Framework for CO2 impurity monitoring in CCUS infrastructure

Abstract

As Carbon Capture, Utilization, and Storage (CCUS) expands, the need for safe and efficient CO₂ transport becomes increasingly important. Effective monitoring of CO₂ impurities is essential for maintaining system integrity and ensuring regulatory compliance across the CCUS chain. However, no standardized approach for impurity monitoring currently exists, and specifications vary depending on the project and transport method. This study identifies key stages in the CCUS process where impurity monitoring is critical. The impurity thresholds defined by the Northern Lights and Porthos projects are assessed in terms of corrosion mitigation, minimization of energy requirements, protection of human and environmental safety, and preservation of storage integrity.
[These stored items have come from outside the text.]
PR #4658, opened 2016-09-23
TCP/UDP Binding enhancement 'MQTT style'

ppt000:
The TCP binding currently does not allow straight string literals to be passed as message, it can only done through MAP files or other non direct means. The MQTT binding gives more options: "default", transformation or straight strings.  This PR takes from the MQTT Binding and applies the same rules while maintaining as much as possible the current code. The private method splitTransformationConfig is removed and its functionality incorporated directly into the transformResponse method.

### DIFF
--- a/bundles/binding/org.openhab.binding.tcp/src/main/java/org/openhab/binding/tcp/protocol/internal/TCPBinding.java
+++ b/bundles/binding/org.openhab.binding.tcp/src/main/java/org/openhab/binding/tcp/protocol/internal/TCPBinding.java
@@ -236,53 +236,40 @@ public class TCPBinding extends AbstractSocketChannelBinding<TCPBindingProvider>
     protected void configureChannel(Channel channel) {
     }
 
-    /**
-     * Splits a transformation configuration string into its two parts - the
-     * transformation type and the function/pattern to apply.
-     *
-     * @param transformation the string to split
-     * @return a string array with exactly two entries for the type and the function
-     */
-    protected String[] splitTransformationConfig(String transformation) {
-        Matcher matcher = EXTRACT_FUNCTION_PATTERN.matcher(transformation);
-
-        if (!matcher.matches()) {
-            throw new IllegalArgumentException("given transformation function '" + transformation
-                    + "' does not follow the expected pattern '<function>(<pattern>)'");
-        }
-        matcher.reset();
-
-        matcher.find();
-        String type = matcher.group(1);
-        String pattern = matcher.group(2);
-
-        return new String[] { type, pattern };
-    }
 
     protected String transformResponse(String transformation, String response) {
         String transformedResponse;
-
-        try {
-            String[] parts = splitTransformationConfig(transformation);
-            String transformationType = parts[0];
-            String transformationFunction = parts[1];
-
-            TransformationService transformationService = TransformationHelper
-                    .getTransformationService(TCPActivator.getContext(), transformationType);
-            if (transformationService != null) {
-                transformedResponse = transformationService.transform(transformationFunction, response);
-            } else {
+        Matcher matcher = EXTRACT_FUNCTION_PATTERN.matcher(transformation);
+        String transformationServiceName;
+        String transformationServiceParam;
+        
+        if (StringUtils.isEmpty(transformation) || transformation.equalsIgnoreCase("default")) {
+        	transformedResponse = response;
+        } else if (matcher.matches()) {
+            matcher.reset();
+            matcher.find();
+            transformationServiceName = matcher.group(1);
+            transformationServiceParam = matcher.group(2);
+            try {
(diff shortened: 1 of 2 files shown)


watou:
Hi Paolo, I like the direction you're taking.  Question, though: In the [wiki page](https://github.com/openhab/openhab/wiki/TCP-Binding), it says

> Note: The examples here below are for the TCP protocol. UDP binding configuration are exactly the same, one only has to substitute "tcp=" with "udp="

So will your changes also apply to the UDP binding in the same bundle?

ppt000:
You are right, the same changes should apply to the UDP binding. I have not checked it yet but I assume it is roughly the same code. I'll have a look and propose the changes there also. By the way, I have made a little mess of these pull requests, the latest one is back on my first branch.

ppt000:
This is the latest PR that takes care of both TCP and UDP bindings, removes the unnecessary methods and has similar syntax than the MQTT binding for the transformation field.

watou:
Hi Paolo, looks good, but I have made a suggestion to you here: ae35535e8812a15730ff0422aa2c8fc6fa549fe7 to fix formatting, slight reorganisation, and use parameterized logging instead of string concatenation.  Regardless of my suggestion, if you've tested your change and are able to update the wiki, then I think it's OK to merge.

ppt000:
I have updated the wiki. As far as testing goes, I have not done much frankly, I don't have a functioning full environment yet to compile the whole thing.  Let me know what needs to be done to satisfy the testing requirement. Also, I don't know if your changes are already incorporated or if I have to commit something to make them part of this PR.

watou:
Hi Paolo, please try [this test JAR](https://dl.dropboxusercontent.com/u/4286376/tcp-test/org.openhab.binding.tcp-1.9.0-SNAPSHOT.jar) which incorporates your changes and my changes, to make sure they work as intended.  If they do, I will either fix up your PR or make a new PR (crediting you) with these changes.  Thanks.

ppt000:
Thanks John.

Is the JAR supposed to replace the 1.8.2 binding or do I have to put 
this with the old one in the addons folder?  The new one on its own does 
not seem to start the TCP service at all. Sorry for the basic questions...

watou:
No worries, Paolo.  You would remove the 1.8.2 binding from the addons folder, and put the test JAR in its place.  Possibly restarting openHAB might be needed, but usually that's not required.  I don't know of a reason why the test JAR should not operate in place of the official one under openHAB 1.8.*.

ppt000:
So I had to restart openhab. Maybe removing first the old JAR and 
replacing afterwards with the new JAR would have worked automatically? 
Don't know and didn't test that, anyway it works now.

The new code all works fine for me, but I had limited cases to start 
with to be fair: a switch with a MAP transformation (which I kept) and a 
new switch with straight text. Both work the same, no errors or warns in 
the log.  Is there a way to give it to test by others before release or 
do you want me to do more tests? It will take some time though.

Separately, just a comment: I just realised that the parsing of the 
whole item string is quite advanced (in 
ProtocolGenericBindingProvider.java 
<https://github.com/openhab/openhab/blob/master/bundles/binding/org.openhab.binding.tcp/src/main/java/org/openhab/binding/tcp/protocol/internal/ProtocolGenericBindingProvider.java>) 
as it is based on regex checks rather than more basic string checks as 
in the MQTT binding.  As a consequence I realised that the command can 
have single quotes or not, only the content is taken anyway, as the 
pattern accommodates that.  I will adapt the wiki just for precision sake.

watou:
> Is there a way to give it to test by others before release or do you want me to do more tests? It will take some time though.

Good idea! If you post on the community site for others to test the test JAR, referring to the new options, hopefully others will give it a go and report their findings.

> As a consequence I realised that the command can
have single quotes or not, only the content is taken anyway, as the
pattern accommodates that.  I will adapt the wiki just for precision sake.

Yes, the part of the pattern `(?:'(.*)'|(.*))` seems to make the single quotes optional before it even gets to your new code, so the net effect of your changes are to allow an empty string or `default` or a literal string that doesn't match the TEXT1(TEXT2) pattern.  And thanks for your precision in updating the wiki -- many will benefit from good documentation!

ppt000:
Started the new topic 
<https://community.openhab.org/t/test-enhancement-in-tcp-udp-binding/14507>as 
suggested. Thanks for your help.

watou:
@ppt000 Hi Paolo, any chance you could make one more push to get tester feedback on this PR?  It's probably just fine, but I'm stuck between having little time myself, and always nervous about some small regression sneaking past us...  There was recently forum discussion on updating the HTTP binding with the same objective, so at least this is worthwhile effort for others. :-)

watou:
Thanks Paolo for your improvement.

ppt000:
You are welcome! and thanks to you for the guidance. See you soon for some other PR...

A conceptual framework is proposed to underscore the importance of CO₂ quality compliance at points of ownership handover, where decisions are determined based on measured impurity concentrations. The evaluation of impurities shows that impurities can significantly impact transport safety, efficiency, and storage performance, justifying the need for defined concentration limits. The findings suggest a risk-informed monitoring approach, where the frequency and precision of measurement are guided by the potential impact of each impurity, with H₂O highlighted as a critical case requiring high-frequency monitoring. A comparative analysis of available sensing technologies reveals that no single method can detect all impurities listed in the CO₂ specifications. Instead, a combined monitoring strategy is proposed to meet specification requirements. As CCUS deployment accelerates, effective impurity monitoring will be essential to support regulatory compliance, taxation frameworks, operational control, and the development of secure and scalable CO₂ transport networks.